PR #4066, opened 2026-06-16
harden developer environment

d-v-b:
We have failing tests caused by upstream breakage in pytest. This PR pins our true development dependencies (pytest, etc) to exact versions. That will shield us from breaking changes in pytest.

Library dependencies that are installed for tests are left unpinned, because we want to catch breaking changes for these packages in our test suite.


d-v-b:
the changes in this PR:
- make our CI work
- do not alter shipped code

so I'm going to bypass review and merge as soon as tests are green. I will also omit the release notes, because this is a purely internal change.

PR #4074, opened 2026-06-16
Claude/storage codec bugfixes

d-v-b:
_I had claude do a comprehensive review of zarr-python and look for bugs, optimizations, etc. The [tracking issue](https://github.com/d-v-b/zarr-python/issues/181) is over on my fork. I will be opening claude-authored PRs that fix the issues._

## Summary

This PR addresses five pre-verified bugs (B1–B5 of [#181](https://github.com/d-v-b/zarr-python/issues/181)):

**B1 — MemoryStore SuffixByteRequest clamp** (`src/zarr/storage/_utils.py`)
When `SuffixByteRequest.suffix > len(data)`, the computed `start` index went
negative, causing numpy slicing to return too few bytes. Fixed by clamping:
`start = max(0, len(data) - byte_range.suffix)`. This matches how `ZipStore`
and `LocalStore` already handle this case.

**B2 — LoggingStore.get_partial_values generator exhaustion** (`src/zarr/storage/_logging.py`)
The log-hint string was built by iterating over `key_ranges` with a list
comprehension, which exhausted a one-shot generator *before* passing it to
the wrapped store. Fixed by materialising `key_ranges = list(key_ranges)`
first.

**B3 — getsize_prefix substring over-count** (`src/zarr/abc/store.py`)
`getsize_prefix("foo")` called `list_prefix("foo")`, which matched both
`"foo/a"` and `"foobar/b"` in prefix-matching stores. Fixed by normalising
the prefix to end with `"/"` (matching `delete_dir` / `is_empty`), so only
keys under the exact directory are counted.

**B4 — ZipStore.close() AttributeError when never opened** (`src/zarr/storage/_zip.py`)
`_lock` is only created in `_sync_open()`. If `close()` was called on a
store that was never opened (e.g. `with ZipStore(...): pass`), it raised
`AttributeError: _lock`. Fixed by returning early from `close()` when
`_is_open` is `False`.

**B5 — Missing raise in codecs_from_list** (`src/zarr/core/codec_pipeline.py`)
In the `BytesBytesCodec` branch, when `prev_codec` is an `ArrayArrayCodec`,
the error message was assigned to `msg` but never raised. The sibling
branches (`ArrayArrayCodec` and `ArrayBytesCodec` cases) both do
`raise TypeError(msg)`; this one was missing the `raise`. Fixed by adding
`raise TypeError(msg)`.

## Notes

- A towncrier changelog entry should be added before un-drafting this PR.
- Addresses B1–B5 of [#181](https://github.com/d-v-b/zarr-python/issues/181).


d-v-b:
@dcherian do you have any ideas for better property-based tests that we could add, given these bugs?

tests/test_store/test_utils.py
```diff
@@ -95,3 +97,32 @@ def test_drive_letter_not_special_on_non_windows(self, url: str) -> None:
             result = parse_store_url(url)
         # urlparse interprets the drive letter as a scheme
         assert result.scheme == "c"
+
+
+class TestNormalizeByteRangeIndex:
```
dcherian, line 102: Looks like a missing property test

dcherian (approved):

tests/test_store/test_utils.py
d-v-b: :+1: I will add one

pyproject.toml
```diff
@@ -393,7 +393,7 @@ show_error_code_links = true
 show_error_context = true
 strict = true
 warn_unreachable = true
-enable_error_code = ["ignore-without-code", "redundant-expr", "truthy-bool"]
+enable_error_code = ["ignore-without-code", "redundant-expr", "truthy-bool", "truthy-iterable"]
```
d-v-b, line 396: flagging this change to our mypy config. the fsspecstore codebase was relying on `if Iterator: ...` which I think we should avoid. so now mypy helps us avoid it.

PR #237, opened 2019-02-18
Updates to mask 

lwasser:
Expecting code cov to not be 100% but wanted to see where we are.


lwasser:
ok @mirob9363 
I have cleaned up the mask tests and fun. Let's have you move on to another task next!! this seems to be ok although appveyor is failing. @mbjoseph can we ignore appveyor for the time being? We have 100% coverage here again and i believe travis will be happy  once it finishes running here.

mbjoseph:
Yes - we can ignore AppVeyor here! It is not relevant for this branch.

earthpy/mask.py
```diff
@@ -86,105 +86,107 @@
...
     Parameters
     -----------
     mask_arr : numpy array
-        An array... to open the pixel_qa or mask raster of interest
+        An array of the pixel_qa or mask raster of interest.
 
     vals : list of numbers (int or float)
-        A list of values that represent no data in the provided raster
-        layer (mask_arr)
+        A list of values from the pixel qa layer that will be used to create
```
mbjoseph:
```suggestion
        A list of values from mask_arr (the qa layer) used to create
```

mbjoseph: Referring to `mask_arr` explicitly here instead of "the pixel qa layer" might be easier for users to see the connection between the `mask_arr` and `vals` arguments

earthpy/mask.py
```diff
@@ -86,105 +86,107 @@
...
-    vals to mask.
+    pixel_qa layer for MODIS or Landsat, and apply a mask given a range of
+    values to mask. This function can also be passed a previously created
+    mask in place of a qa layer and a list of values.
 
     Parameters
     -----------
     arr : numpy array
-        An array in rasterio (band, row, col) order
+        The desired array to mask in rasterio (band, row, col) order.
```
mbjoseph:
```suggestion
        The array to mask in rasterio (band, row, col) order.
```

mbjoseph: Super minor suggestion here - but "desired" array might be confusing

earthpy/tests/test_mask.py
```diff
@@ -1,52 +1,92 @@
...
-        make_apply_mask(im, im_mask_no_ones, [3, 4])
+    with pytest.raises(
+        ValueError,
+        match="""List of values provided for the mask does 
+                             not exist in your mask array.""",
+    ):
+        mask_pixels(im, im_mask_no_ones, [3, 4])
+
+
+def test_masked_arr_provided(im, im_mask):
```
mbjoseph: This test is pretty hard to reason about because both `im` and `im_mask` are random. The two random numbers in particular (2 and 4) make it difficult to understand. For example, the line

```python
masked_im = np.ma.masked_where(im_mask < 2, im)
```

is hard to grok, because there is a chance that there are no places where `im_mask < 2`.

As far as I can see, there's no downside to having the `im` and `im_mask` fixtures be deterministic instead of random.

earthpy/mask.py
lwasser: totally!

earthpy/mask.py
lwasser: perfect!

earthpy/tests/test_mask.py
lwasser: ok @mbjoseph so you are suggesting that i hard code those two arrays rather than create one like this: `np.random.randint(10, size=(4, 5))` no problem.

lwasser:
webhooks seems to be slow today @mbjoseph  but please have another look. travis seems happy but the messages here don't show that it is finished yet it is finished running! 

https://travis-ci.org/earthlab/earthpy/pull_requests

lwasser:
just for giggles i updated frm master to see if travis talks to github when it's done!

earthpy/tests/test_mask.py
```diff
@@ -8,18 +8,14 @@
 @pytest.fixture
 def im():
     """Create image arr for masking"""
-    arr = np.array(
-        [[0, 1, 8, 7, 5], [3, 8, 8, 7, 0], [3, 0, 0, 9, 9], [5, 5, 7, 4, 5]]
-    )
+    arr = np.array([[0, 1], [2, 3]])
```
lwasser: heya @mbjoseph i don't love that this array is so simple that only one val for each potential mask element exists. I also dont love that both arrays have the same values because it just leaves room for confusion on many levels. . my thought was the mask array would have a subset of values in the larger array to be masked. can we make this a bit bigger and have larger values in the initial array.

mbjoseph: @lwasser thanks for the review! It's awesome to be able to sort out what makes for good tests together.

Is there functionality in `mask_pixels` related to the following, that is not captured in the current tests?

1. `im_mask` having a subset of values in `im`
2. Having larger arrays for `im` and `im_mask`
3. Having larger values in the `im` fixture

If so, then we should definitely test that functionality! If not, then I think there's value in having the tests be as simple as possible (so that they are easy to understand). 

If using the same array for both `im` and `im_mask` is confusing, then that's bad. I experimented with some other ideas, but it seemed easiest to go with this simple 2x2 array, because it's small and easy to understand. Do you have an alternative in mind that would be easier to grasp?

lwasser: sure. i worry that if both arrays have the same value, and there is only one instance of that value, that something could "work" by mistake. 

I'd prefer to see a slightly larger array that duplicated values to be masked so we see that it works on n+1. id also prefer that the array to do the masking has fewer values than the array to be masked. 

So maybe something like

```
arr = np.array([[0, 1, 2 ,3], [2, 3, 3, 2]])
mask_arr = np.array([[0, 1, 2, 2], [0,2, 2,1]])
```

i'd like to see an array where 
1. more than 1 value that is to be masked is masked so we know that works - that being it masks more than 1 value and
2. the mask array itself is not the same as the input array as you would expect it to be IRL.
 
In this cause i really want to see an example that represents what the data would actually be. if both masks were the same THEN you wouldn't need the second parameter at all, you'd just set all vals in the main array to NAN.

mbjoseph: Ok @lwasser  have a look at the updated fixtures, for which: 

- the fixtures are larger
- there are values in `im` that are not in `im_mask`
- there are duplicated values in `im_mask`

If we are still worried about things working by mistake, then we need test cases for those situations.

lwasser: cool. did you add a commit? i don't see it if you did.

lwasser: i see it now. github is weirdly slow today. shall we merge this not @mbjoseph  or did i somehow miss addressing other things you'd like to see? thank you!!

mbjoseph:
One last thing @lwasser - we don't currently have any tests that verify that the correct array elements are masked (so far, we have tests that ensure output is a masked array, and tests that ensure the correct number of elements are masked). 

I can add these (have some locally that I'm getting ready to commit).

lwasser:
ooooh good catch @mbjoseph you are totally correct. i didn't even think about that. it's much easier with the deterministic fixtures now. thank you.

# [ABOUT THIS TASK]
For the records above, how many lines contain the word "might"? Reply with the number only.

# [ANSWER BOX]
2